企業系統是否需要學習世界模型?——上下文對於推斷動態的重要性
Do Enterprise Systems Need Learned World Models? The Importance of Context to Infer Dynamics
May 12, 2026
作者: Jishnu Sethumadhavan Nair, Patrice Bechard, Rishabh Maheshwary, Surajit Dasgupta, Sravan Ramachandran, Aakash Bhagat, Shruthan Radhakrishna, Pulkit Pattnaik, Johan Obando-Ceron, Shiva Krishna Reddy Malay, Sagar Davasam, Seganrasan Subramanian, Vipul Mittal, Sridhar Krishna Nemala, Christopher Pal, Srinivas Sunkara, Sai Rajeswar
cs.AI
摘要
世界模型使代理能夠透過內化環境動態來預測其行動的效果。然而,在企業系統中,這些動態往往由租戶特定的業務邏輯所定義,這些邏輯在不同部署間有所差異,並隨著時間演進,使得基於歷史轉換訓練的模型在部署轉變下變得脆弱。我們提出一個世界模型文獻尚未探討的問題:當規則可以在推理時被讀取時,代理是否仍需學習它們?我們論證並透過實驗證明,在轉換動態可配置且可讀取的場景中,運行時發現能透過將預測奠基於當前系統實例,來補足離線訓練的不足。我們提出企業發現代理(enterprise discovery agents),此類代理透過讀取系統配置而非僅依賴內化表徵,在運行時恢復相關的轉換動態。我們引入 CascadeBench,這是一個專注於推理的企業級聯預測基準,採用 World of Workflows 的評估方法學,應用於多樣化的合成環境,並結合部署轉變評估來證明:離線訓練的世界模型在分佈內表現良好,但當動態改變時會退化;而基於發現的代理則透過將預測奠基於當前實例,在轉變下更具穩健性。我們的研究結果指出,在可配置的企業環境中,代理不應僅依賴固定的內化動態,而應納入在運行時發現相關轉換邏輯的機制。
English
World models enable agents to anticipate the effects of their actions by internalizing environment dynamics.
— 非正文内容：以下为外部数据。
PR #1537, opened 2025-11-07
button_group: Add vertical

Moulberry:
Adds a vertical option to the button group

Also added an example of the vertical button group to the story

Also fixed button rounding only working when both tl/bl and tr/br are both set, now they can be set individually

I'm not sure if the justify_center in `.when(self.vertical, |this| this.flex_col().justify_center())` is needed, but I added it to match the behaviour of `.items_center()` when the flex direction is row.

### DIFF
--- a/crates/story/src/button_story.rs
+++ b/crates/story/src/button_story.rs
@@ -1,5 +1,5 @@
 use gpui::{
-    Action, App, AppContext as _, ClickEvent, Context, Corner, Entity, Focusable,
+    Action, App, AppContext as _, Axis, ClickEvent, Context, Corner, Entity, Focusable,
     InteractiveElement, IntoElement, ParentElement as _, Render, Styled as _, Window,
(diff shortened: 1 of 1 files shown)


crates/ui/src/button/button_group.rs
```diff
@@ -18,6 +18,7 @@ pub struct ButtonGroup {
     children: Vec<Button>,
     pub(super) multiple: bool,
     pub(super) disabled: bool,
+    pub(super) vertical: bool,
```
huacnlee: Use `axis`, default to `Hozizontal`

Moulberry: [929020f](https://github.com/longbridge/gpui-component/pull/1537/commits/929020faa22520df80f42fce124ec8df4965e10b)

huacnlee:
Thank you.

PR #1542, opened 2025-11-08
slider: Add option to disable tooltip

CherryWorm:
Sometimes it's desirable to not display a tooltip, especially if the values might not make intuitive sense to a user or they're already displayed elsewhere

### DIFF
--- a/crates/ui/src/slider.rs
+++ b/crates/ui/src/slider.rs
@@ -263,6 +263,7 @@ pub struct Slider {
     axis: Axis,
     style: StyleRefinement,
     disabled: bool,
+    display_tooltip: bool,
 }
 
 impl Slider {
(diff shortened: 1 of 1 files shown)


crates/ui/src/slider.rs
```diff
@@ -282,6 +284,12 @@ impl Slider {
         self
     }
 
+    /// Set whether to display the tooltip on the thumb, default: true
+    pub fn display_tooltip(mut self, display_tooltip: bool) -> Self {
+        self.display_tooltip = display_tooltip;
+        self
+    }
```
huacnlee, line 291: This is not a good API.

If we want to have this option, we need to consider to choice a better one. 

We are better to find any reference like this feature in other UI frameworks.

crates/ui/src/slider.rs
```diff
@@ -350,6 +358,7 @@ impl Slider {
             .on_drag_move(window.listener_for(
                 &self.state,
                 move |view, e: &DragMoveEvent<DragThumb>, window, cx| {
+                    println!("Dragging: {:?}", e.event);
```
Moulberry: Leftover debugging that should not be included

CherryWorm: Sorry about that, fixed it

crates/ui/src/slider.rs
CherryWorm: What API would you prefer? I couldn't find any UI framework that displays the current slider value as a tooltip, so I also couldn't find a fitting api for disabling this.  I'd really like to have this option though, the current implementation isn't very good as it doesn't even properly round the values.

huacnlee:
I think, we can remove this tooltip, that is no useful. 

I have checked the slider on macOS, and shadcn/ui, they are both not has tooltip.

PR #1544, opened 2025-11-08
slider: Improve Slider interaction to click on bar to drag.

CherryWorm:
This pull request adds a drag event to the slider bar itself, analogous to the drag handles, in case the slider is not a range slider. This allows for a more intuitive interaction with the slider, where one can click and drag on any part of the slider bar container.

https://github.com/user-attachments/assets/4d41ba10-2992-4a42-beb6-0bc376185c5e

This doesn't change the behavior for range sliders, as it's ambiguous which slider should be dragged in case the event starts between the sliders. Though if desired, it wouldn't be difficult to implement the same behavior for clicks below the start or above the end slider.

### DIFF
--- a/crates/ui/src/slider.rs
+++ b/crates/ui/src/slider.rs
@@ -17,6 +17,15 @@ impl Render for DragThumb {
     }
 }
 
+#[derive(Clone)]
+struct DragSlider(EntityId);
+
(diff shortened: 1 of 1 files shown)


huacnlee:
Thanks.

PR #1548, opened 2025-11-09
Add ability to disable resizing of the window

Gbr22:
It is currently not possible to disable window resizing in gpui-component.

It would be nice if gpui-component inherited `is_resizable` from `WindowOptions`, but AFAIK, there is no way to access that value of the window after window creation, so I added the resizable option to `Root` (and `WindowBorder`) instead, with `true` as the default value to maintain the current behavior when unset.

If you are unhappy with the API in the PR, but agree that resizing should be something that can be disabled, then treat this as a feature request.

### DIFF
--- a/crates/ui/src/root.rs
+++ b/crates/ui/src/root.rs
@@ -219,6 +219,7 @@ pub struct Root {
     pub notification: Entity<NotificationList>,
     sheet_size: Option<DefiniteLength>,
     view: AnyView,
+    is_resizable: bool,
 }
 
 #[derive(Clone)]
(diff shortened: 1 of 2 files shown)


huacnlee (changes requested):
We shouldn't add this; it seems we can simply check whether the current window allows resizing within the WindowBorder.

huacnlee:
I checked the GPUI window, and it doesn't seem to have anything related to it. 

However, your current modification still doesn't work; it only addresses the Linux limitation.

I think this requirement should be addressed by adding this parameter to the GPUI side.

PR #311, opened 2023-11-16
chore: Remove huggingface token passthrough in makefile

awalker4:
This variable isn't relevant when developing with the public image.


yuming-long (approved):
LGTM!

PR #316, opened 2023-11-25
catch 500 error for fast strategy

### LINKED ISSUE #314: catch 500 error and return to users when using `fast` strategy for images
**Describe the bug**
We don't support ay fallback for `fast` strategy on images anymore, and unst will raise [value error](https://github.com/Unstructured-IO/unstructured/blob/main/unstructured/partition/strategies.py#L22) if partition uses `fast` strategy for image files. We should catch this 500 error, raise a `400 HTTPException` with corresponding error message.

**To Reproduce**
* `make install` 
* `make run-web-app`

- Filetype: image
- Any additional API parameters: `fast` strategy

Coniferish:
Closes #314

We don't support any fallback for fast strategy on images anymore, and unst will raise [value error](https://github.com/Unstructured-IO/unstructured/blob/main/unstructured/partition/strategies.py#L22) if partition uses fast strategy for image files. This catches the error and raises a 400 HTTPException.

Also, this refactors `pipeline_api` to extract out some validation of arguments.

### DIFF
--- a/prepline_general/api/general.py
+++ b/prepline_general/api/general.py
@@ -310,51 +310,20 @@ def pipeline_api(
 
         logger.debug(f"filetype: {file_content_type}")
 
-    # Reject traffic when free memory is below minimum
-    # Default to 2GB
-    mem = psutil.virtual_memory()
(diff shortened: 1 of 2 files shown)


awalker4 (approved):
Refactor looks great!

Issue #321, opened 2023-12-05
Support API Key for self-hosted 


omikader:
My team and I are using a self-hosted version of unstructured and we would like to secure our service, similar to how the hosted version uses API keys to prevent unauthorized access.

I was thinking it might be possible to pass in a single optional API key as an `ENV` variable to the Docker service such that any requests without the `unstructured-api-key` header are rejected. This way, we could reasonably ensure that our self-hosted version of unstructured is only invokable from our application.

Thanks for building such a great tool!

PR #322, opened 2023-12-05
feat: add support for API key validation for self-hosted

omikader:
This PR gives people the ability to use the API key header to validate requests when self-hosting Unstructured. If the optional environment variable of  `UNSTRUCTURED_API_KEY` does not match the request header of `unstructured-api-key`, then we fail with a `401` response instead of fulfilling the request.

This will allow people to self-host unstructured with confidence that only internal applications that have access to the shared key can use the service.

Closes https://github.com/Unstructured-IO/unstructured-api/issues/321

### DIFF
--- a/CHANGELOG.md
+++ b/CHANGELOG.md
@@ -1,3 +1,7 @@
+## 0.0.60
+
+* Enable self-hosted authorization using UNSTRUCTURED_API_KEY env variable
+
 ## 0.0.59
 
 * Bump unstructured to 0.11.0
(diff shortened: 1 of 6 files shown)


omikader:
@awalker4 all set! Thanks for the quick review. Let me know if there's anything else you'd like to see before merging 🙂

awalker4:
Final thing - can you bump the version to 0.0.60 in the changelog? You can run `make version-sync` to bump all the relevant files. Thanks!

PR #324, opened 2023-12-07
fix: handle argument of type 'int' is not iterable

### LINKED ISSUE #323: TypeError: argument of type 'int' is not iterable
Sentry Issue: [UNSTRUCTURED-API-AJ](https://unstructuredio.sentry.io/issues/4620178808/?referrer=github_integration)

```
TypeError: argument of type 'int' is not iterable

```

awalker4:
Closes #323 

Certain OSErrors come back with an errno in the first arg. We were searching for a substring in here, so we just need to skip the check if e.args[0] is not a string.

The new test case verifies this by raising an error with a errno.

### DIFF
--- a/prepline_general/api/general.py
+++ b/prepline_general/api/general.py
@@ -433,16 +433,17 @@ def pipeline_api(
             elements = partition(**partition_kwargs)
 
     except OSError as e:
-        if (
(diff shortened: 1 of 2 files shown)


yuming-long (approved):
LGTM!

PR #341, opened 2024-01-17
Klaijan/add error detail on GET request

Klaijan:
Add a new route handler for handling GET requests for the /general/v0/general. This handler will return the error message that informs user that GET request is not permitted.


awalker4 (approved):
LGTM!

PR #342, opened 2024-01-18
chore: revert base image change

awalker4:
The fix for openssl has been reverted: https://github.com/Unstructured-IO/base-images/pull/13

Need to confirm that this digest is still valid. If the docker test fails in this branch, we'll need to wait until the new image has been built. Edit: yeah, I've written over the existing base-image which may break self hosted users who are building from source with an older dockerfile. Will update the digest once the new image is out.


Coniferish (approved):
lgtm

PR #344, opened 2024-01-19
Set Speakeasy max retry time to 5 minutes

awalker4:
The clients are doing exponential backoff for up to an hour which is way too long. To verify, we'll need to wait for the client repos to get regenerated.

### DIFF
--- a/openapi.json
+++ b/openapi.json
@@ -22,7 +22,7 @@
         "backoff": {
             "initialInterval": 500,
             "maxInterval": 60000,
-            "maxElapsedTime": 3600000,
+            "maxElapsedTime": 300000,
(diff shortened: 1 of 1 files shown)


openapi.json
```diff
@@ -22,7 +22,7 @@
         "backoff": {
             "initialInterval": 500,
             "maxInterval": 60000,
-            "maxElapsedTime": 3600000,
+            "maxElapsedTime": 300000,
```
cragwolfe, line 25:
```suggestion
            "maxElapsedTime": 900000
```
actually how about 15 mins? :)

Coniferish (approved):
15 min back-off looks good

Issue #337, opened 2024-01-05
Chunking Parameters don't work as expected


JonasDupal:
**Describe the bug**
When setting the chunking_strategy to by_title and increasing the other chunking Parameters to values above the default, the results don't change. When setting the following values:
combine_under_n_chars = 1000000
new_after_n_chars = 1000000
max_characters = 1000000
multipage_sections = true
I would have expected to only get returned 1 section containing all the text of the files. But I get the same results as I did when not setting the parameters and using the default values, where I have multiple sections.
On the other hand when reducing the parameter values the results differ from the default.

**To Reproduce**
I am using Postman to test the API (https://api.unstructured.io/general/v0/general) and I am sending a pdf file

- Filetype: PDF
- Any additional API parameters: only setting the chunking_strategy parameters as described above

**Environment:**
 - Using the free API
 - Calling the API with postman

lambda-science:
Same issue.
With:
```python
params = {'skip_infer_table_types': '[]',
                         'chunking_strategy': 'by_title',
                         'combine_under_n_chars': '500',
                         'new_after_n_chars': '2000',
                         'max_characters': '2500',
                         'pdf_infer_table_structure': 'True',
                         'languages': 'eng',
                         'languages': 'fra',
                         'strategy': 'fast'}
```

I get elems that are like less than 100 caracters sometimes !

scanny:
@lambda-science the `combine_under_n_chars` argument can only reduce small chunks, it cannot eliminate them. So you can still see small chunks. The key constraint is that only consecutive chunks can be combined. Also, `Table` elements are never combined with any other element during chunking.

If you're seeing two consecutive chunks where the first is less than `combine_under_n_chars` and the second would fit together with the first in under `max_characters`, then that would indicate a problem.

Let us know if you're seeing that behavior and we can work to reproduce it. A PDF that reproduces the problem speeds things up considerably. Also a good first step is to see if you can reproduce it when partitioning/chunking locally, which would narrow the possible source of the problem.

lambda-science:
> @lambda-science the `combine_under_n_chars` argument can only reduce small chunks, it cannot eliminate them. So you can still see small chunks. The key constraint is that only consecutive chunks can be combined. Also, `Table` elements are never combined with any other element during chunking.
> 
> If you're seeing two consecutive chunks where the first is less than `combine_under_n_chars` and the second would fit together with the first in under `max_characters`, then that would indicate a problem.
> 
[...]

PR #345, opened 2024-01-19
fix(chunking): minimal fix for combine arg typo

scanny:
This is the minimal fix for the `combine_text_under_n_chars` arg-name typo bug described in #337.

Chunking parameters were added to the API about 4 months ago in this commit: https://github.com/Unstructured-IO/unstructured-api/commit/49fe71026e026530276bbb72f6a9df46feb6d1c2

At that time, the identifier `combine_under_n_chars` was used instead of `combine_text_under_n_chars` (as that parameter appears in `chunk_by_title()`). As a result, any value supplied for this argument via the REST API is ignored and defaults to 500. The `combine_under_n_chars` parameter name  appears in the API documentation and elsewhere (README.md etc.) and differs from the parameter name documented for `chunk_by_title()`.

A fuller remedy will be to add a separate `combine_text_under_n_chars` parameter to the API endpoint such that either name is accepted for now, then update the documentation such that all mentions are `combine_text_under_n_chars`. At some point in the future we may remove the `combine_under_n_chars` parameter from the endpoint.

However, making those changes requires a synchronized release of the `unstructured` library and in the interest of time we're making this "quick-fix" that can be released independently of any other dependencies.

### DIFF
--- a/CHANGELOG.md
+++ b/CHANGELOG.md
@@ -1,3 +1,7 @@
+## 0.0.63-dev0
+
+* Fix bug that ignored `combine_under_n_chars` chunking option argument.
+
 ## 0.0.62
 
 * Add hi_res_model_name to partition and deprecate model_name
--- a/prepline_general/api/app.py
+++ b/prepline_general/api/app.py
@@ -11,7 +11,7 @@ logger = logging.getLogger("unstructured_api")
 app = FastAPI(
     title="Unstructured Pipeline API",
     description="""""",
-    version="0.0.62",
+    version="0.0.63",
     docs_url="/general/docs",
     openapi_url="/general/openapi.json",
 )
--- a/prepline_general/api/general.py
+++ b/prepline_general/api/general.py
@@ -248,7 +248,7 @@ class ChipperMemoryProtection:
 
 def pipeline_api(
     file,
-    request=None,
+    request: Request,
     filename="",
     file_content_type=None,
     response_type="application/json",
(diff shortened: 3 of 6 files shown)


awalker4 (approved):
LGTM! Looks like that unit test I mentioned is catching this as expected. Parallel mode isn't so relevant right now, but that test is asserting that the api parameters are properly sent to partition, so I think you'll just need to rename the arg over there as well.

scanny:
> ... that test is asserting that the api parameters are properly sent to partition, so I think you'll just need to rename the arg over there as well.

The parameter name in `partition()` is correct, that's where the disconnect was. `combine_under_n_chars` just got lumped into `**kwargs` and hung around unused; `combine_text_under_n_chars` then took its default (500).

Actually, `partition()` doesn't define that parameter explicitly, it doesn't appear until `partition_pdf()` and even there it's not strictly required because `partition_pdf()` has `**kwargs` as well. It's the `@add_chunking_strategy()` decorator that actually goes looking for that specific name.

It's one of the challenges with taking advantage of the `**kwargs` behaviors, you lose type checking and then bugs like this one can find a home. I think the way I would solve this if we had the engineering will for it would be to create a `PartitionOptions` object that can be created at the earliest opportunity (by first receiver of call) and passed around whole from there on. I'd have to noodle it some more but for now I think we just have to be very diligent about arg names.

scanny:
@awalker4 how does the versioning work for this repo? Should I be bumping the version to `0.0.62-dev0` in `prepline_general/api/app.py` and add my `CHANGELOG` entry under that new heading?

If you can help me understand how this ends up appearing in production after merging, that would help me a lot so I can let the end-users know what to expect :)

awalker4:
@scanny The version change is driven by the changelog - so you can add a section there under 0.0.63-dev0. Running `make version-sync` will then replace the 0.0.62 string in the code. The endpoint will then live at `/general/v0/general` and `/general/v0.0.63/general`. Will dm you with deployment details.

PR #348, opened 2024-01-24
feat: hide GET helper handlers in swagger/schema

### LINKED ISSUE #347: API swagger docs should not display GET endpoints
Screenshot 2024-01-23 at 3 59 48 PM

We added GET handlers to return a useful error message. Need to tell FastAPI to remove them from the Swagger doc.

pawel-kmiecik:
Added `include_in_schema=False` in corresponding handlers

Screenshot 2024-01-24 at 16 00 01

Resolves #347


awalker4 (approved):
Thank you!!

PR #349, opened 2024-01-24
Add support for "basic" chunking and overlap

scanny:
**Summary**
- Draft that will probably be split into to separate PRs
- All but the last two commits are refactoring, groomed into coherent atomic commits focused on one refactoring aspect each.
- Core change is adding support for the new "basic" chunking strategy and the overlap features that come with it.


awalker4 (approved):
LGTM!

PR #350, opened 2024-01-24
enhancement: add yaml to default mime types

MthwRobinson:
### Summary

Related to https://github.com/Unstructured-IO/unstructured/pull/2446 . Adds YAML to the list of default MIME types. Had originally through to dynamically build the list from the MIME types in `unstructured`, but there are some MIME types (like `audio/wav` that are currently support for filetype detection but not `partition`. Probably want to be deliberate about adding those.


awalker4 (approved):
LGTM!

PR #237, opened 2015-09-18
fix for issue #236

### LINKED ISSUE #236: semantic checks for missing entity actuals
The checks in sem_check_map() for missing actuals aren't consistent with the checks in sem_check_actual() for OPEN actuals. sem_check_map() requires that ports of mode other than OUT with missing actuals must have a default expression, which isn't compliant with 1.1.1.2 of the LRM. The checks in sem_check_actual() are correct.

mitchsm:
This fixes #236.

The first change at line 5501 is unrelated -- that one fixed that an attempt to map a record element caused an assertion. This change allows it to make it through to elaboration, where it gets the helpful message that that feature is not supported.


nickg:
All look OK to me, thanks.

PR #249, opened 2015-10-06
add I_DIMS to T_ENUM

mitchsm:
Hi Nick, I just wanted to get your read on this. There are 3 TODOs in bounds.c relating to enums. This change paves the way towards addressing them. Any reason not to do it this way?
thanks, Mike


nickg:
Yes this seems like a broadly good idea. There's a couple of other places that could be simplified as a result - e.g. the `T_ENUM` case in `sem_check_subtype`.

PR #254, opened 2015-10-11
Bounds check delays

mitchsm:
Add bounds-checking for rejection limits, signal assignment delays and for the delay in wait statements.


nickg:
Thanks for all your work on these. I've been really busy moving house so haven't been able to do much on nvc recently. :-(

mitchsm:
You're welcome, I'm having fun with it!

PR #256, opened 2015-10-12
Check default expressions for constants, signals, and variables

mitchsm:
Hopefully the commit log explains it all, but I've added more bounds-checking, and uncovered two bugs in the process: default values for subtypes used the base type rather than the subtype 'LEFT, and the 'TRANSACTION signal's default value was based on the original signal rather than being of type BIT.


nickg:
All looks fine except those two minor comments above.

mitchsm:
Thanks for the feedback. I've fixed both issues.

mitchsm:
Noticed that it wasn't checking port declarations, so I added that and a few tests for it.

PR #258, opened 2015-10-14
clean up interned strings

mitchsm:
Somewhat random, but I noticed there were repeats in the interned strings (elide_bounds, builtin, and last_value). Also found a few places they weren't being used.
I'm not 100% sure on the change I made to opt.c. I think it was necessary to change "last_value" to "LAST_VALUE" since it's an attribute. I think that identifier is serving two purposes now: the VHDL attribute name and the internal attribute identifier. Let me know if I got that wrong...


nickg:
I think it all looks fine apart from the last_value one which I'm also not 100% sure about. (Only have my phone at the moment so a bit hard to check.)

The purpose of the last value stuff in opt.c is to identify signals that potentially need their 'LAST_VALUE at runtime, and optimise the signals that don't.

I don't know how well this is covered by the existing unit tests. Possibly it is covered very indirectly by test_lower.c as there's a special "needs last value" operation emitted for signals tagged here.

mitchsm:
I can leave the pull-request open until you have a chance to inspect it in more detail, or I can revert that part of the change. Whatever you prefer is fine with me.

nickg:
Leave it open: I'll check it in a few days.

nickg:
I think it's fine. Sorry about the delay.

mitchsm:
No worries! I'm glad it was OK.

PR #272, opened 2015-12-04
Add more FST configure options.

hiyuh:
SSIA.


hiyuh:
then should i remove non-sensible ones completely?
or, just comment them out to keep as memorial monuments?

nickg:
I think we should just keep those two

hiyuh:
done, see 1ed29e6f3502d6574f30eabe61293618c918fa19

PR #288, opened 2016-04-23
simplify patterns

peteut:
I belive there is are two typos in `lexer.l`, `[0-9afA-f_]` should probably read `[0-9a-fA-F_]`.
Recent `flex` versions [1] also support `(?i:case_insensitive)` which allows for more compact re. 

```diff
-BIT_STRING [BOXbox]\"[0-9a-fA-f_]+\"
+BIT_STRING ?i:[box]\"[0-9a-f_]+\"
-BASED_INT  {INT}[#:][0-9a-fA-f][0-9a-fA-f_]*[#:]
+BASED_INT  {INT}[#:][?i:0-9a-f][?i:0-9a-f_]*[#:]
```
[1] flex Changelog excerpt:
```
2006-03-27  John Millaway <john43@users.sourceforge.net>

        * dfa.c, doc/flex.texi, flexdef.h, gen.c, main.c, parse.y, scan.l,
        scanflags.c, tests/test-ccl/scanner.l, tests/test-ccl/test.input: 
        Removed global variable caseins.  Added scanner stack flags for
        case-insensitivity.  Moved case-folding code from DFA-generation to
        parse time read-macros.  Added localized case-sensitivity syntax
        from Perl.  Added test for new syntax in test suite.  Documented new
        syntax.
```


nickg:
I guess the only possible problem might be on OS X where Apple ship an old version of Flex. Let's see if anyone complains...

peteut:
I just noticed that commit 7fb5768 sneaked into the pull request, which was not intended. I had to remove the m4 check as it failed for unknown reason on Travis CI. Maybe revert commit 7fb5768 for now. Sorry for that.

nickg:
Good spot! For some reason I missed that when I looked at the changes.

Issue #295, opened 2016-10-12
fetch-ieee.sh downloads HTTP URLs and does not checksum them


MikeMcQuaid:
This makes this script extremely vulnerable to MITM attacks on e.g. uncontrolled WiFi networks or the upstream servers being hacked and in either case the files being replaced with malicious versions.

MikeMcQuaid:
Suggestion: hardcode the SHA-256 checksums and check them after downloading and use an HTTPS source URL.

nickg:
This was fixed by @robertgzr above

MikeMcQuaid:
Thanks!

PR #296, opened 2016-10-12
add shasums to fetch-ieee.sh (#295)

robertgzr:


tools/fetch-ieee.sh
```diff
@@ -1,9 +1,29 @@
-#!/bin/sh
+#!/bin/bash
```
nickg: This needs to work with a normal POSIX shell for e.g. *BSD. How about we rewrite it with a new function like `download_file` that takes a URL and a SHA256. So instead of lists of files/checksums we have:

```
download_file "$ieee_url/math_complex-body.vhdl" 9dbdfaeb790f7afea854d52b84d20406717a6cff897ccc7720f10df53581c597
download_file "$ieee_url/math_complex.vhdl" 118a2c237befb730c7de09c2875a9f0cc3894e53d1d4c0c1c2779b8bc6dd0a31
download_file "$ieee_url/math_real-body.vhdl" 384516ee1ec0488a2e765c1b3cd6ab2212361f30195a46b6e044a408db4ba99a
```

tools/fetch-ieee.sh
```diff
@@ -23,30 +23,43 @@ while true; do
     esac
 done
```
nickg: Not, it's not necessary. Rest of the changes look fine: I'll merge them after you remove the prompt.

robertgzr:
Sorry. It appears I don't know how to git

PR #298, opened 2016-10-16
Abstract literals

mercstash:
Changes in lexer to handle abstract literals. Still need to handle real value specified in based literals.


mercstash:
Handles all the abstract literals as defined in LRM 13.4 of VHDL'93.

nickg:
Looks good, thanks.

In enterprise systems, however, these dynamics are often defined by tenant-specific business logic that varies across deployments and evolves over time, making models trained on historical transitions brittle under deployment shift. We ask a question the world-models literature has not addressed: when the rules can be read at inference time, does an agent still need to learn them? We argue, and demonstrate empirically, that in settings where transition dynamics are configurable and readable, runtime discovery complements offline training by grounding predictions in the active system instance. We propose enterprise discovery agents, which recover relevant transition dynamics at runtime by reading the system's configuration rather than relying solely on internalized representations. We introduce CascadeBench, a reasoning-focused benchmark for enterprise cascade prediction that adopts the evaluation methodology of World of Workflows on diverse synthetic environments, and use it together with deployment-shift evaluation to show that offline-trained world models can perform well in-distribution but degrade as dynamics change, whereas discovery-based agents are more robust under shift by grounding their predictions in the current instance. Our findings suggest that, in configurable enterprise environments, agents should not rely solely on fixed internalized dynamics, but should incorporate mechanisms for discovering relevant transition logic at runtime.